EXERCISE BRIEF:
Please return each of the entries that follow, unchanged in every word.

TASK INPUTS:
PR #4504, opened 2024-10-10
[Bug] FindBestZ selecting false zone floor as bestz - Results in roambox failures

fryguy503:
# Description

Added underworld checks per the EQMac project. Thank you TAKP for being a wonderful source of resolutions to issues that you have tackled over the last 10 years.

## Type of change

# Testing

Prior:

Mobs on roamboxes would bunch up in dips/holes/lowspots in some olderzones.
image

In these cases, it was due to a below world requested_z from the false zone floor in the map file (In this example its -198 is the false floor)

image

Post:

Same location after 20 minutes, normally filling with "stuck" mobs:

image

snippet showing the requested_z no longer being the -198 consistently

image

# Checklist

### DIFF
--- a/zone/map.cpp
+++ b/zone/map.cpp
@@ -31,12 +31,14 @@ Map::~Map() {
 }
 
 float Map::FindBestZ(glm::vec3 &start, glm::vec3 *result) const {
-	if (!imp)
+	if (!imp) {
 		return BEST_Z_INVALID;
+	}
 
 	glm::vec3 tmp;
-	if(!result)
+	if (!result) {
 		result = &tmp;
+	}
 
 	start.z += RuleI(Map, FindBestZHeightAdjust);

RESPONSE BOX:
PR #4504, opened 2024-10-10
[Bug] FindBestZ selecting false zone floor as bestz - Results in roambox failures

fryguy503:
# Description

Added underworld checks per the EQMac project. Thank you TAKP for being a wonderful source of resolutions to issues that you have tackled over the last 10 years.

## Type of change

# Testing

Prior:

Mobs on roamboxes would bunch up in dips/holes/lowspots in some olderzones.
image

In these cases, it was due to a below world requested_z from the false zone floor in the map file (In this example its -198 is the false floor)

image

Post:

Same location after 20 minutes, normally filling with "stuck" mobs:

image

snippet showing the requested_z no longer being the -198 consistently

image

# Checklist

### DIFF
--- a/zone/map.cpp
+++ b/zone/map.cpp
@@ -31,12 +31,14 @@ Map::~Map() {
 }
 
 float Map::FindBestZ(glm::vec3 &start, glm::vec3 *result) const {
-	if (!imp)
+	if (!imp) {
 		return BEST_Z_INVALID;
+	}
 
 	glm::vec3 tmp;
-	if(!result)
+	if (!result) {
 		result = &tmp;
+	}
 
 	start.z += RuleI(Map, FindBestZHeightAdjust);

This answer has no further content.